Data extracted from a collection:
PR #4085, opened 2025-04-09
feat(app): Allow selection of custom step metric in stepper panel

nicholaspun-wandb:
## Description

- Implements [WB-24236](https://wandb.atlassian.net/browse/WB-24236)
- Adds a selection to the stepper panel config to allow the user to select the step key.
- Valid step keys are those where the values are all integers, but can contain null values (e.g. in the case where a custom step key is logged for one run but not for another).
    - We ignore monotonicity since the data could span across runs (e.g. `runs.history`), in which case the entire sequence may not be monotonic 

## Testing

Local FE Invoker

https://github.com/user-attachments/assets/47de0543-7426-4b03-a619-fc9f1dbb718c

[WB-24236]: https://wandb.atlassian.net/browse/WB-24236?atlOrigin=eyJpIjoiNWRkNTljNzYxNjVmNDY3MDlhMDU5Y2ZhYzA5YTRkZjUiLCJwIjoiZ2l0aHViLWNvbS1KU1cifQ

### DIFF
--- a/weave-js/src/components/Panel2/PanelStepper/index.tsx
+++ b/weave-js/src/components/Panel2/PanelStepper/index.tsx
@@ -1,20 +1,28 @@
+import {useWeaveContext} from '@wandb/weave/context';
 import {
+  constBoolean,
   constFunction,
   constNumber,
   constString,
+  isAssignableTo,
   Node,
   NodeOrVoidNode,
+  opBooleanAll,
   opFilter,
   opIndex,
   opIsNone,
+  opMap,
   opNot,
   opNumberEqual,
+  opNumberIsInteger,
+  opOr,
   opPick,
+  union,
   voidNode,
 } from '@wandb/weave/core';
-import React, {useMemo} from 'react';
+import React, {useEffect, useMemo, useState} from 'react';
 
-import {useNodeWithServerType} from '../../../react';
+import {useNodeValueExecutor, useNodeWithServerType} from '../../../react';
 import {usePanelStacksForType} from '../availablePanels';
 import * as Panel2 from '../panel';
 import {PanelStepper} from './component';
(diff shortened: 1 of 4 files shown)


weave-js/src/components/Panel2/PanelStepper/index.tsx
```diff
@@ -135,6 +205,56 @@ const PanelStepperEntryComponent: React.FC<PanelStepperEntryProps> = props => {
     });
   }
 
+  const numericalKeys = Object.keys(propertyKeysAndTypes).filter(
+    key =>
+      isAssignableTo(propertyKeysAndTypes[key], union(['none', 'number'])) &&
+      !['loss', 'accuracy', 'precision', 'recall'].some(metric =>
```
nicholaspun-wandb, line 211: I can remove this, just figured that sometimes these might slip through if the fit the `isInteger` criteria

nicholaspun-wandb:
Beta link: https://beta.wandb.ai/home?betaVersion=cd8d5a66b8686e349193258c6e00ed490f5ad180

weave-js/src/components/Panel2/PanelStepper/index.tsx
```diff
@@ -32,6 +38,71 @@ import {
   NONE_KEY_AND_TYPE,
 } from './util';
 
+const useIntegralChecks = (
```
nicholaspun-wandb, line 41: We need to do this roundabout method with `useNodeValueExecutor` and promises since we can't the `useNodeValue` hook in a callback (i.e. We wouldn't be able to write something `possibleKeys.filter((key) => useNodeValue(opIsInteger(key)) === true)`)

weave-js/src/components/Panel2/PanelStepper/index.tsx
```diff
@@ -32,6 +38,71 @@ import {
...
+        }
+      });
+
+      const checkResults = await Promise.all(promises);
+
+      checkResults.forEach(({key, result}) => {
+        newResults[key] = result;
+      });
+
+      hasRunRef.current = true;
```
nicholaspun-wandb, line 96: Couldn't find the right set of conditions to not have this run multiple times. It should run once when the panel is selected (the component is mounted) and doesn't change even when the user modifies the config.

weave-js/src/components/Panel2/PanelStepper/index.tsx
domphan-wandb: I like it. Can you add a comment to the code for this?

domphan-wandb (approved):

PR #4092, opened 2025-04-09
chore(weave): Add drawer to providers tab

jwlee64:
## Description
Use the configure drawer instead of linking to the settings page

Screenshot 2025-04-09 at 2 37 18 PM


weave-js/src/components/PagePanelComponents/Home/Browse3/pages/OverviewPage/ProvidersTab.tsx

What is expected | Reproduce all of the data. Leave every line unchanged.

Result of the exercise |
PR #4085, opened 2025-04-09
feat(app): Allow selection of custom step metric in stepper panel

nicholaspun-wandb:
## Description

- Implements [WB-24236](https://wandb.atlassian.net/browse/WB-24236)
- Adds a selection to the stepper panel config to allow the user to select the step key.
- Valid step keys are those where the values are all integers, but can contain null values (e.g. in the case where a custom step key is logged for one run but not for another).
    - We ignore monotonicity since the data could span across runs (e.g. `runs.history`), in which case the entire sequence may not be monotonic 

## Testing

Local FE Invoker

https://github.com/user-attachments/assets/47de0543-7426-4b03-a619-fc9f1dbb718c

[WB-24236]: https://wandb.atlassian.net/browse/WB-24236?atlOrigin=eyJpIjoiNWRkNTljNzYxNjVmNDY3MDlhMDU5Y2ZhYzA5YTRkZjUiLCJwIjoiZ2l0aHViLWNvbS1KU1cifQ

### DIFF
--- a/weave-js/src/components/Panel2/PanelStepper/index.tsx
+++ b/weave-js/src/components/Panel2/PanelStepper/index.tsx
@@ -1,20 +1,28 @@
+import {useWeaveContext} from '@wandb/weave/context';
 import {
+  constBoolean,
   constFunction,
   constNumber,
   constString,
+  isAssignableTo,
   Node,
   NodeOrVoidNode,
+  opBooleanAll,
   opFilter,
   opIndex,
   opIsNone,
+  opMap,
   opNot,
   opNumberEqual,
+  opNumberIsInteger,
+  opOr,
   opPick,
+  union,
   voidNode,
 } from '@wandb/weave/core';
-import React, {useMemo} from 'react';
+import React, {useEffect, useMemo, useState} from 'react';
 
-import {useNodeWithServerType} from '../../../react';
+import {useNodeValueExecutor, useNodeWithServerType} from '../../../react';
 import {usePanelStacksForType} from '../availablePanels';
 import * as Panel2 from '../panel';
 import {PanelStepper} from './component';
(diff shortened: 1 of 4 files shown)


weave-js/src/components/Panel2/PanelStepper/index.tsx
```diff
@@ -135,6 +205,56 @@ const PanelStepperEntryComponent: React.FC<PanelStepperEntryProps> = props => {
     });
   }
 
+  const numericalKeys = Object.keys(propertyKeysAndTypes).filter(
+    key =>
+      isAssignableTo(propertyKeysAndTypes[key], union(['none', 'number'])) &&
+      !['loss', 'accuracy', 'precision', 'recall'].some(metric =>
```
nicholaspun-wandb, line 211: I can remove this, just figured that sometimes these might slip through if the fit the `isInteger` criteria

nicholaspun-wandb:
Beta link: https://beta.wandb.ai/home?betaVersion=cd8d5a66b8686e349193258c6e00ed490f5ad180

weave-js/src/components/Panel2/PanelStepper/index.tsx
```diff
@@ -32,6 +38,71 @@ import {
   NONE_KEY_AND_TYPE,
 } from './util';
 
+const useIntegralChecks = (
```
nicholaspun-wandb, line 41: We need to do this roundabout method with `useNodeValueExecutor` and promises since we can't the `useNodeValue` hook in a callback (i.e. We wouldn't be able to write something `possibleKeys.filter((key) => useNodeValue(opIsInteger(key)) === true)`)

weave-js/src/components/Panel2/PanelStepper/index.tsx
```diff
@@ -32,6 +38,71 @@ import {
...
+        }
+      });
+
+      const checkResults = await Promise.all(promises);
+
+      checkResults.forEach(({key, result}) => {
+        newResults[key] = result;
+      });
+
+      hasRunRef.current = true;
```
nicholaspun-wandb, line 96: Couldn't find the right set of conditions to not have this run multiple times. It should run once when the panel is selected (the component is mounted) and doesn't change even when the user modifies the config.

weave-js/src/components/Panel2/PanelStepper/index.tsx
domphan-wandb: I like it. Can you add a comment to the code for this?

domphan-wandb (approved):

PR #4092, opened 2025-04-09
chore(weave): Add drawer to providers tab

jwlee64:
## Description
Use the configure drawer instead of linking to the settings page

Screenshot 2025-04-09 at 2 37 18 PM


weave-js/src/components/PagePanelComponents/Home/Browse3/pages/OverviewPage/ProvidersTab.tsx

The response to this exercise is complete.